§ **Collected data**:
———
PR #1589, opened 2020-06-26
No Attached Accounts Message

### LINKED ISSUE #793: [Suggestion]Display 'No result/ Attach New Database Account' when there are no attached database accounts
Repro Steps:
1. Make sure there is no attached database account.
2. F1 -> Type 'Cosmos DB: Detach', then check the result.

Actual:
There is no any warning to prompt the customer there is no any attached database account.

Suggestion:
Display 'No result/ Attach New Database Account'.
suggestion

neelip:
Fixes #793


src/extension.ts
```diff
@@ -100,18 +100,25 @@ export async function activateInternal(context: vscode.ExtensionContext, perfSta
...
-            if (!node) {
-                node = await ext.tree.showTreeItemPicker<AzureTreeItem>(cosmosDBTopLevelContextValues.map((val: string) => val += AttachedAccountSuffix), actionContext);
-            }
-            if (node instanceof MongoAccountTreeItem) {
-                if (ext.connectedMongoDB && node.fullId === ext.connectedMongoDB.parent.fullId) {
-                    setConnectedNode(undefined, codeLensProvider);
-                    await node.refresh();
+        registerCommand('cosmosDB.detachDatabaseAccount', async (actionContext: IActionContext & ITreeItemPickerContext, node?: AzureTreeItem) => {
+            const numChildren: number = ext.attachedAccountsNode.loadAllChildren.length;
+            if (numChildren < 2) {
```
wwlorey, line 105: This logic works if the only child is the "Attach Database Account..." node. But if you have a single attached account you won't be able to detach it.

Maybe instead you could check the context value of the child node here before showing that info message?

src/extension.ts
```diff
@@ -100,18 +100,25 @@ export async function activateInternal(context: vscode.ExtensionContext, perfSta
...
         registerCommand('azureDatabases.refresh', async (_actionContext: IActionContext, node?: AzExtTreeItem) => await ext.tree.refresh(node));
-        registerCommand('cosmosDB.detachDatabaseAccount', async (actionContext: IActionContext, node?: AzureTreeItem) => {
-            if (!node) {
-                node = await ext.tree.showTreeItemPicker<AzureTreeItem>(cosmosDBTopLevelContextValues.map((val: string) => val += AttachedAccountSuffix), actionContext);
-            }
-            if (node instanceof MongoAccountTreeItem) {
-                if (ext.connectedMongoDB && node.fullId === ext.connectedMongoDB.parent.fullId) {
-                    setConnectedNode(undefined, codeLensProvider);
-                    await node.refresh();
+        registerCommand('cosmosDB.detachDatabaseAccount', async (actionContext: IActionContext & ITreeItemPickerContext, node?: AzureTreeItem) => {
```
wwlorey, line 103: nit: I would rename `actionContext` to `context` since the type is different now

src/extension.ts
```diff
@@ -100,18 +100,25 @@ export async function activateInternal(context: vscode.ExtensionContext, perfSta
...
+            const children = await ext.attachedAccountsNode.loadAllChildren(actionContext);
+            if (!("connectionString" in children[0])) {
```
wwlorey, line 105: Could you check the `contextValue` of `children[0]` here instead? While this check works, I think it's more robust to explicitly check for an expected context value

src/extension.ts
```diff
@@ -100,18 +100,25 @@ export async function activateInternal(context: vscode.ExtensionContext, perfSta
...
+                const message = localize('noAttachedAccounts', 'There are no Attached Accounts.');
+                vscode.window.showInformationMessage(message);
+                actionContext.suppressCreatePick = true;
```
wwlorey, line 108: We should be able to remove this line since the tree item picker isn't being shown

src/extension.ts
```diff
@@ -100,18 +100,24 @@ export async function activateInternal(context: vscode.ExtensionContext, perfSta
...
         registerCommand('azureDatabases.refresh', async (_actionContext: IActionContext, node?: AzExtTreeItem) => await ext.tree.refresh(node));
-        registerCommand('cosmosDB.detachDatabaseAccount', async (actionContext: IActionContext, node?: AzureTreeItem) => {
-            if (!node) {
-                node = await ext.tree.showTreeItemPicker<AzureTreeItem>(cosmosDBTopLevelContextValues.map((val: string) => val += AttachedAccountSuffix), actionContext);
-            }
-            if (node instanceof MongoAccountTreeItem) {
-                if (ext.connectedMongoDB && node.fullId === ext.connectedMongoDB.parent.fullId) {
-                    setConnectedNode(undefined, codeLensProvider);
-                    await node.refresh();
+        registerCommand('cosmosDB.detachDatabaseAccount', async (_context: IActionContext & ITreeItemPickerContext, node?: AzureTreeItem) => {
```
wwlorey, line 103: My bad - I didn't realize `context` was going to be a shadowed variable here. 

We typically reserve names beginning with `_` for unused variables. Can you rename `_context` to not include the underscore? (using `actionContext` is fine). Sorry for the snip-snap

neelip: No worries. I did noticed that `_` was used rarely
———
§ **What you will do**: Return every record, leaving each line exactly as it was given.

§ **Answer below**:
PR #1589, opened 2020-06-26
No Attached Accounts Message

### LINKED ISSUE #793: [Suggestion]Display 'No result/ Attach New Database Account' when there are no attached database accounts
Repro Steps:
1. Make sure there is no attached database account.
2. F1 -> Type 'Cosmos DB: Detach', then check the result.

Actual:
There is no any warning to prompt the customer there is no any attached database account.

Suggestion:
Display 'No result/ Attach New Database Account'.
suggestion

neelip:
Fixes #793


src/extension.ts
```diff
@@ -100,18 +100,25 @@ export async function activateInternal(context: vscode.ExtensionContext, perfSta
...
-            if (!node) {
-                node = await ext.tree.showTreeItemPicker<AzureTreeItem>(cosmosDBTopLevelContextValues.map((val: string) => val += AttachedAccountSuffix), actionContext);
-            }
-            if (node instanceof MongoAccountTreeItem) {
-                if (ext.connectedMongoDB && node.fullId === ext.connectedMongoDB.parent.fullId) {
-                    setConnectedNode(undefined, codeLensProvider);
-                    await node.refresh();
+        registerCommand('cosmosDB.detachDatabaseAccount', async (actionContext: IActionContext & ITreeItemPickerContext, node?: AzureTreeItem) => {
+            const numChildren: number = ext.attachedAccountsNode.loadAllChildren.length;
+            if (numChildren < 2) {
```
wwlorey, line 105: This logic works if the only child is the "Attach Database Account..." node. But if you have a single attached account you won't be able to detach it.

Maybe instead you could check the context value of the child node here before showing that info message?

src/extension.ts
```diff
@@ -100,18 +100,25 @@ export async function activateInternal(context: vscode.ExtensionContext, perfSta
...
         registerCommand('azureDatabases.refresh', async (_actionContext: IActionContext, node?: AzExtTreeItem) => await ext.tree.refresh(node));
-        registerCommand('cosmosDB.detachDatabaseAccount', async (actionContext: IActionContext, node?: AzureTreeItem) => {
-            if (!node) {
-                node = await ext.tree.showTreeItemPicker<AzureTreeItem>(cosmosDBTopLevelContextValues.map((val: string) => val += AttachedAccountSuffix), actionContext);
-            }
-            if (node instanceof MongoAccountTreeItem) {
-                if (ext.connectedMongoDB && node.fullId === ext.connectedMongoDB.parent.fullId) {
-                    setConnectedNode(undefined, codeLensProvider);
-                    await node.refresh();
+        registerCommand('cosmosDB.detachDatabaseAccount', async (actionContext: IActionContext & ITreeItemPickerContext, node?: AzureTreeItem) => {
```
wwlorey, line 103: nit: I would rename `actionContext` to `context` since the type is different now

src/extension.ts
```diff
@@ -100,18 +100,25 @@ export async function activateInternal(context: vscode.ExtensionContext, perfSta
...
+            const children = await ext.attachedAccountsNode.loadAllChildren(actionContext);
+            if (!("connectionString" in children[0])) {
```
wwlorey, line 105: Could you check the `contextValue` of `children[0]` here instead? While this check works, I think it's more robust to explicitly check for an expected context value

src/extension.ts
```diff
@@ -100,18 +100,25 @@ export async function activateInternal(context: vscode.ExtensionContext, perfSta
...
+                const message = localize('noAttachedAccounts', 'There are no Attached Accounts.');
+                vscode.window.showInformationMessage(message);
+                actionContext.suppressCreatePick = true;
```
wwlorey, line 108: We should be able to remove this line since the tree item picker isn't being shown

src/extension.ts
```diff
@@ -100,18 +100,24 @@ export async function activateInternal(context: vscode.ExtensionContext, perfSta
...
         registerCommand('azureDatabases.refresh', async (_actionContext: IActionContext, node?: AzExtTreeItem) => await ext.tree.refresh(node));
-        registerCommand('cosmosDB.detachDatabaseAccount', async (actionContext: IActionContext, node?: AzureTreeItem) => {
-            if (!node) {
-                node = await ext.tree.showTreeItemPicker<AzureTreeItem>(cosmosDBTopLevelContextValues.map((val: string) => val += AttachedAccountSuffix), actionContext);
-            }
-            if (node instanceof MongoAccountTreeItem) {
-                if (ext.connectedMongoDB && node.fullId === ext.connectedMongoDB.parent.fullId) {
-                    setConnectedNode(undefined, codeLensProvider);
-                    await node.refresh();
+        registerCommand('cosmosDB.detachDatabaseAccount', async (_context: IActionContext & ITreeItemPickerContext, node?: AzureTreeItem) => {
```
wwlorey, line 103: My bad - I didn't realize `context` was going to be a shadowed variable here. 

We typically reserve names beginning with `_` for unused variables. Can you rename `_context` to not include the underscore? (using `actionContext` is fine). Sorry for the snip-snap

neelip: No worries. I did noticed that `_` was used rarely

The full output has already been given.